▸ **Saved data entries**:
* * *

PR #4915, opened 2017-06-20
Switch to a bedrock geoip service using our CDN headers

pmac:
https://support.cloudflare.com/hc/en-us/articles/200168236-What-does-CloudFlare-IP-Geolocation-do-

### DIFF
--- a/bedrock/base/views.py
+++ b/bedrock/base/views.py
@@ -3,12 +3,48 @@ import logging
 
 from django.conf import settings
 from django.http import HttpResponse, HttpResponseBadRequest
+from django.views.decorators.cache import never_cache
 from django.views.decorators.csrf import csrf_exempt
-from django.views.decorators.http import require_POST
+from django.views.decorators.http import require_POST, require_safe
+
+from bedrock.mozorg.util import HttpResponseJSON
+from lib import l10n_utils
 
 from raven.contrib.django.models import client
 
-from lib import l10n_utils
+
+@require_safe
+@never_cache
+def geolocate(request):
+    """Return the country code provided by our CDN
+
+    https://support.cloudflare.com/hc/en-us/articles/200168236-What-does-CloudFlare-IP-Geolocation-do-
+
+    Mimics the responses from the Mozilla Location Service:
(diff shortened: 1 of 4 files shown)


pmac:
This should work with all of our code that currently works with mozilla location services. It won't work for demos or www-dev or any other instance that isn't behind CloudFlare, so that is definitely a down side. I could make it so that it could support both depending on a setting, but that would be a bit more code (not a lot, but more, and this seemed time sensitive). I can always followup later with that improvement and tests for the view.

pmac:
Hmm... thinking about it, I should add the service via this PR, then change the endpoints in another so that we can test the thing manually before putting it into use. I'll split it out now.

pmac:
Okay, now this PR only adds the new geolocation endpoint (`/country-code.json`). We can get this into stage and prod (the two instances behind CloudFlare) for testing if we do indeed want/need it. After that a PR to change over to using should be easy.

* * *

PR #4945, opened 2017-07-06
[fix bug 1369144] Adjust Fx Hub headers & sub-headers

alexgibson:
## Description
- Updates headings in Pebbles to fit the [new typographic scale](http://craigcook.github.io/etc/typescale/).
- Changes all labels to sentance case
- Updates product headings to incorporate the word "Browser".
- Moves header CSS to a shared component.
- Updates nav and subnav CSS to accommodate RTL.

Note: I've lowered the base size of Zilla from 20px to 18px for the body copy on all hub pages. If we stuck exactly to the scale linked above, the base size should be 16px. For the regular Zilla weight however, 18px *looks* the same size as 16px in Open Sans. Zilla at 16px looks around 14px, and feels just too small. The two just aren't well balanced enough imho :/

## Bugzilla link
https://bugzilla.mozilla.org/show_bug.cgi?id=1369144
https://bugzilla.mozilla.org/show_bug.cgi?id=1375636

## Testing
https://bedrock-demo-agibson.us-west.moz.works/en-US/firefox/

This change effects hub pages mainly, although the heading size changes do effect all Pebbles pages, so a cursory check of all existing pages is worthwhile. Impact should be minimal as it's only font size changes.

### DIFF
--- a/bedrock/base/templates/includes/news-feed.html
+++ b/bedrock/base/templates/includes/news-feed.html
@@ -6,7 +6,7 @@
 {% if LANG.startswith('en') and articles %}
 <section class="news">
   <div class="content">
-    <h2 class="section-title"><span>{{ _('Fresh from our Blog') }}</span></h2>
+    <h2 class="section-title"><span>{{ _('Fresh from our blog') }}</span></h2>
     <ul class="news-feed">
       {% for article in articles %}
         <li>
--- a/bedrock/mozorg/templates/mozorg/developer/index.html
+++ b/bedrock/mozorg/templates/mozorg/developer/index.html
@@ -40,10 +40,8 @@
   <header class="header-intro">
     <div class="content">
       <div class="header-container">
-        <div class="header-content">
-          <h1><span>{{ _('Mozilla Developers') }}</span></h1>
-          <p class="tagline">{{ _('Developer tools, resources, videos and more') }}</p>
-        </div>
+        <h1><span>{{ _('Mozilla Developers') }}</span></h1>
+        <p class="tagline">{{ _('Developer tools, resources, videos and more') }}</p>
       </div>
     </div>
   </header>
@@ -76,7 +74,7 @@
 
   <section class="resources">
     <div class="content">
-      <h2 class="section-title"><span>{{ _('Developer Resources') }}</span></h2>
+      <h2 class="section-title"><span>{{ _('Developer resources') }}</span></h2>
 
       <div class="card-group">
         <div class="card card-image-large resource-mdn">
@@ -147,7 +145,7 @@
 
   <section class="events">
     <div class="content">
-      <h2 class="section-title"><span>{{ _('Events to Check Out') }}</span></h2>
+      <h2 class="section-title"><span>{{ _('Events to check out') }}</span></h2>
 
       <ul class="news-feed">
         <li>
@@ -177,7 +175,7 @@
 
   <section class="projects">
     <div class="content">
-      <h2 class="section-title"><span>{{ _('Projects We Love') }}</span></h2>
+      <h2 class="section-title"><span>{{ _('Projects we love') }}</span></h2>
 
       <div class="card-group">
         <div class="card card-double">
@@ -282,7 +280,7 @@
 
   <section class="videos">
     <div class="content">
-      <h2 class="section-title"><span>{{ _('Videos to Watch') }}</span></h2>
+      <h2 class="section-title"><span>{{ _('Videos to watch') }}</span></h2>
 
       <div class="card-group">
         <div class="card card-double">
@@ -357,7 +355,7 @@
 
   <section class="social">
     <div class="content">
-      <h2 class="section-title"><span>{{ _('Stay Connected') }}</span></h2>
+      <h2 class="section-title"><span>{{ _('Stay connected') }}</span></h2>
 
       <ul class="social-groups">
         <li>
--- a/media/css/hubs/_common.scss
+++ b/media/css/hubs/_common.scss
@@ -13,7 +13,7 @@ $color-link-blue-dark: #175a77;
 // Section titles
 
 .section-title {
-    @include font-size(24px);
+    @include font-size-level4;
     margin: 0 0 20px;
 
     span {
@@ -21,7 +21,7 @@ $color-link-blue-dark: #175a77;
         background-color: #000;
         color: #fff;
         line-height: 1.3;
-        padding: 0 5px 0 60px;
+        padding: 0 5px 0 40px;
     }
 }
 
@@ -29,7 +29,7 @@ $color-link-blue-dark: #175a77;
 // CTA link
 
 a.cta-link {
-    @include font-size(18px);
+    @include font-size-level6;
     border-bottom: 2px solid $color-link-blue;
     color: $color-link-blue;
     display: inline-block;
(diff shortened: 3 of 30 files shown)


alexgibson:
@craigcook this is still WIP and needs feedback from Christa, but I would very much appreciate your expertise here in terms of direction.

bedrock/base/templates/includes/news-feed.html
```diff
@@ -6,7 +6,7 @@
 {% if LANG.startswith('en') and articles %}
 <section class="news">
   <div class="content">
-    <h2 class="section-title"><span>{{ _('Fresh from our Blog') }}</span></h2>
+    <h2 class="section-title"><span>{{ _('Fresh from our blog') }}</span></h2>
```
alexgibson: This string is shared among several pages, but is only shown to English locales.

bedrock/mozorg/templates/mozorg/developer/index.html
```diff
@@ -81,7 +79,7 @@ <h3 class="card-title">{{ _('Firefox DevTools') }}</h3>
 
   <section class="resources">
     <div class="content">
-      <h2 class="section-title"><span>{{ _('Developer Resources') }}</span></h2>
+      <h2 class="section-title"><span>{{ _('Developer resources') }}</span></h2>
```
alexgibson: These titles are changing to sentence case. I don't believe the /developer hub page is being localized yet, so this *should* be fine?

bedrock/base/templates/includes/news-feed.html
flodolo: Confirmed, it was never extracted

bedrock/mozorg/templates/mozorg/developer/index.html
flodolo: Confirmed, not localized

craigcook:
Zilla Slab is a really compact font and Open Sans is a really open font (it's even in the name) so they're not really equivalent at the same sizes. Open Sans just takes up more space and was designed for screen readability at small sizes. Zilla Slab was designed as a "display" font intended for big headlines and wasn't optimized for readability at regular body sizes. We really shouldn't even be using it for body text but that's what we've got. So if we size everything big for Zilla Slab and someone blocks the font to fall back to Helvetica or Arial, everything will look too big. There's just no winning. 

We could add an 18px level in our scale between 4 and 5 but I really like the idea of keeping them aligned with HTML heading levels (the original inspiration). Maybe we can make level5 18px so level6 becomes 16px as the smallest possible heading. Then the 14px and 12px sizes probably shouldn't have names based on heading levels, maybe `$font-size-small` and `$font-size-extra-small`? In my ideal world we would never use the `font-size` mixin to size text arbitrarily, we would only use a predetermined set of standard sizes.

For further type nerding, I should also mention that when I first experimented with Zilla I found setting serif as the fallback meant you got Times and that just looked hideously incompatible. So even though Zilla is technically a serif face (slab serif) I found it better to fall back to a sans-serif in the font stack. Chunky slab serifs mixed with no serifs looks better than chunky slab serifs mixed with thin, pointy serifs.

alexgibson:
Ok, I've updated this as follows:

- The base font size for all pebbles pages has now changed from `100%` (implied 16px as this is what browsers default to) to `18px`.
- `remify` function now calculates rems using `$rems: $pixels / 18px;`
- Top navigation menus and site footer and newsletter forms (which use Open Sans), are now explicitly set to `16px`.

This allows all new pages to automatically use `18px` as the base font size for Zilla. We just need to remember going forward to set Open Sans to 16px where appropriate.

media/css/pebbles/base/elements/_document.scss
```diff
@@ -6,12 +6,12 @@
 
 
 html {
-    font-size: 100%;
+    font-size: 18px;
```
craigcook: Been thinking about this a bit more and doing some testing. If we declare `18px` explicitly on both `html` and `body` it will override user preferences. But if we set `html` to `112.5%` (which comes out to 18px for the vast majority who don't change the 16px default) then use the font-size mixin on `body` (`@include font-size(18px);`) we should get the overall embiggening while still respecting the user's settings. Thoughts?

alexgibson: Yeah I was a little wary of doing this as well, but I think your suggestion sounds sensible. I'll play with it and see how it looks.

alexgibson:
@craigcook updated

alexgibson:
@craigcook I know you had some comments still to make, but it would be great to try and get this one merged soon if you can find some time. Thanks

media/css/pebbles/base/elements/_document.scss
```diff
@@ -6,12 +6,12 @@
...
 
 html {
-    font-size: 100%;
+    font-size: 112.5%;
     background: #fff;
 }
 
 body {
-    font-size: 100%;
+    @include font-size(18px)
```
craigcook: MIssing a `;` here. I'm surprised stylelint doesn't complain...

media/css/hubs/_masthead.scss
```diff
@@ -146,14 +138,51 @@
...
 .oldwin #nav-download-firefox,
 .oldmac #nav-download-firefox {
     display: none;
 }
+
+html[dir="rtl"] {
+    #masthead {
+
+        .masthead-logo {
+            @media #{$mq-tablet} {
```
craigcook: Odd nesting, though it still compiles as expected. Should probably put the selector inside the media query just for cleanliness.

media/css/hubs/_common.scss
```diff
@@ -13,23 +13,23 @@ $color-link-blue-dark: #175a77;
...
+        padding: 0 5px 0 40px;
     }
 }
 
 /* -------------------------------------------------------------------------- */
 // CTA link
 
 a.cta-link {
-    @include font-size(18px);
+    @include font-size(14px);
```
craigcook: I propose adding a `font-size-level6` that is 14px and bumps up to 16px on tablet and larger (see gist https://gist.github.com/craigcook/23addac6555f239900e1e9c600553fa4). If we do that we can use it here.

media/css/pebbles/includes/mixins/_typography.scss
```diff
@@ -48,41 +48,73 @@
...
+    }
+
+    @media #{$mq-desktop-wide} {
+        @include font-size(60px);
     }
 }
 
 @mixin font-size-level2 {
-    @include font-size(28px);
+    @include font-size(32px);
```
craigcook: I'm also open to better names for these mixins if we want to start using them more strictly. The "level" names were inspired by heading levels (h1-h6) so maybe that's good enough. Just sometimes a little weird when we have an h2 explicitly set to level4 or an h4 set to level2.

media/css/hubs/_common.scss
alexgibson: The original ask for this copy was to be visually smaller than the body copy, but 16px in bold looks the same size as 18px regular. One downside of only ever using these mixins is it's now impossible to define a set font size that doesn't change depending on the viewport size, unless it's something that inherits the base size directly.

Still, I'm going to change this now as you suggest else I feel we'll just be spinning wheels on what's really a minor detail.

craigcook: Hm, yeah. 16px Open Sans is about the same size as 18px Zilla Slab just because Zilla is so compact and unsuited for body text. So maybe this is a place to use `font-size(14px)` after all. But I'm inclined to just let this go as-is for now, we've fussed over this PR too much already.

* * *

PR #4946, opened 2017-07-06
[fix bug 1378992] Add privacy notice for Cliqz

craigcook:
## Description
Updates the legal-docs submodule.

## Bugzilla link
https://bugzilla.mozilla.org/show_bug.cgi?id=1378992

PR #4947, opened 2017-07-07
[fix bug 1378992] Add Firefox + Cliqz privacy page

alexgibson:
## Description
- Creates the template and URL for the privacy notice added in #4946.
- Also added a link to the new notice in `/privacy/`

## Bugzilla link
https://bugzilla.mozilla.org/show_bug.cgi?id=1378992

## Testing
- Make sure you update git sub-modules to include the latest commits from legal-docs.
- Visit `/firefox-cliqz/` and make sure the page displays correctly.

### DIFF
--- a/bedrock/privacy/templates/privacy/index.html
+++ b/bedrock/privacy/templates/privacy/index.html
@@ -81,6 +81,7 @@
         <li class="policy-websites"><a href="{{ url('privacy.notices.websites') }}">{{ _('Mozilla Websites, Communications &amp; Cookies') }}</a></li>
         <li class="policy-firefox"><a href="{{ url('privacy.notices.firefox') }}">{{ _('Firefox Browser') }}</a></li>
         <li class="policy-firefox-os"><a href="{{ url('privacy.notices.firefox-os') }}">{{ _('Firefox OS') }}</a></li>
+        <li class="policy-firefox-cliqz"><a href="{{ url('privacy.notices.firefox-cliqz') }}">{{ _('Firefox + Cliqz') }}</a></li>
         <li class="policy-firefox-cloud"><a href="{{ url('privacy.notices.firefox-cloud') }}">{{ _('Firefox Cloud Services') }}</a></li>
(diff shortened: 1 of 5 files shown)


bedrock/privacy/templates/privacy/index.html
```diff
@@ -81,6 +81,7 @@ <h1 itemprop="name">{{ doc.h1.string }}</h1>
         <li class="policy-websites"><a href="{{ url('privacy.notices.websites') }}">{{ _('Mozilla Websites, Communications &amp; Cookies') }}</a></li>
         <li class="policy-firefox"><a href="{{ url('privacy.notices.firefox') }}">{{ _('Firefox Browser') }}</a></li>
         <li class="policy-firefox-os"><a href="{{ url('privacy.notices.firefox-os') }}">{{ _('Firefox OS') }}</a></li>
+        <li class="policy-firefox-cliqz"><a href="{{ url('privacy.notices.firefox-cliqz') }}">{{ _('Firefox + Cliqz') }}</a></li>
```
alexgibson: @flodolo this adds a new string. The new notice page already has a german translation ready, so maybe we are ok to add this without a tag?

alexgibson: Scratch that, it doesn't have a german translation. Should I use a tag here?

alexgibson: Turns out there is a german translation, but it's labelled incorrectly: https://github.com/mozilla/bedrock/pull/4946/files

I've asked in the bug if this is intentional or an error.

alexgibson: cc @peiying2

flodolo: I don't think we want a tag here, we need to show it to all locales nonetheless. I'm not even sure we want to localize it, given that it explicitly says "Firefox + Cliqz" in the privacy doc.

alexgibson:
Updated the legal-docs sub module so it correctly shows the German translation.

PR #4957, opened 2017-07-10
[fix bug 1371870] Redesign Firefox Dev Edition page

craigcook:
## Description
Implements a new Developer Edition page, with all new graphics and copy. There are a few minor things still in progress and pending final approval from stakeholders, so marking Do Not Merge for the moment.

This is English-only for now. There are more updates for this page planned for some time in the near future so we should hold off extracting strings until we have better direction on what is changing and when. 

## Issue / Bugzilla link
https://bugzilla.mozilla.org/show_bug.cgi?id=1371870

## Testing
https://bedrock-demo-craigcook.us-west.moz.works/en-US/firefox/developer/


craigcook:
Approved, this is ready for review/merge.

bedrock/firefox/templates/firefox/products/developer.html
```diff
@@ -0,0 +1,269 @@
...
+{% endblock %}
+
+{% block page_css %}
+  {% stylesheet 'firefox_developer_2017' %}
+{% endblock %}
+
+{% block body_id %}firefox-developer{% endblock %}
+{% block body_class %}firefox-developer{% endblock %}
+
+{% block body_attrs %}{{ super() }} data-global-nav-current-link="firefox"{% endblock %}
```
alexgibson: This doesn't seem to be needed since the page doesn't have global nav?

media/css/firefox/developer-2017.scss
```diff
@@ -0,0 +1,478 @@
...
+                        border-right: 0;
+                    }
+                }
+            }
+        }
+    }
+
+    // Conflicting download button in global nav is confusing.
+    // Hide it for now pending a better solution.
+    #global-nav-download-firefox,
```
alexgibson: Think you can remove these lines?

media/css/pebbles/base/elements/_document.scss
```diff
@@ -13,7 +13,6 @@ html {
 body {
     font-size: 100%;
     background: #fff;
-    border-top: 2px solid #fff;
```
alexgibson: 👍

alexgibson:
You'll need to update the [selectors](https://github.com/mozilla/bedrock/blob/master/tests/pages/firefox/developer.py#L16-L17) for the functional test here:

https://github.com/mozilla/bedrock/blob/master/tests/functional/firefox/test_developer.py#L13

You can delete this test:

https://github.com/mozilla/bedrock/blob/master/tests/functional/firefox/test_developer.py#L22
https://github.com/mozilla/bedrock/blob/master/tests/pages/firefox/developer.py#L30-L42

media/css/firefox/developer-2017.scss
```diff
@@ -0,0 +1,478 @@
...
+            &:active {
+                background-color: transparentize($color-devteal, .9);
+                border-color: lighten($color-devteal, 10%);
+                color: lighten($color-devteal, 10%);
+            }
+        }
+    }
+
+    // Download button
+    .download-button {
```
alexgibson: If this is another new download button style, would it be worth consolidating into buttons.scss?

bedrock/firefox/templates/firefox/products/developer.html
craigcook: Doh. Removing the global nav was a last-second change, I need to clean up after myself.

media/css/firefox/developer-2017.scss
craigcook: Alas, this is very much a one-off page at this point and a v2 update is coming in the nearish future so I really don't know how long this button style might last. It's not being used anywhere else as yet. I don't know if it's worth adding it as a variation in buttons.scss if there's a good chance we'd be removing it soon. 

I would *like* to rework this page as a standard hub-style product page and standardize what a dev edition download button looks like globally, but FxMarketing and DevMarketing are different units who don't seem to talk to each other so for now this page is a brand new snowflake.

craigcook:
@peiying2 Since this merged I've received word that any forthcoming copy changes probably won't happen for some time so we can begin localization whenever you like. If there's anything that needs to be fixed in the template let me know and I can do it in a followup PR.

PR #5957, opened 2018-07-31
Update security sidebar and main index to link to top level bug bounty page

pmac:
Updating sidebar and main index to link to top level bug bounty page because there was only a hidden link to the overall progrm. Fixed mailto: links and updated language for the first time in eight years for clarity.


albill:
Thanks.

* * *

▸ **WORK INSTRUCTION**: Find the word "headers" in the entries above and gather every line that holds it.

▸ **SOLUTION FOR THIS EXERCISE**:
Switch to a bedrock geoip service using our CDN headers
[fix bug 1369144] Adjust Fx Hub headers & sub-headers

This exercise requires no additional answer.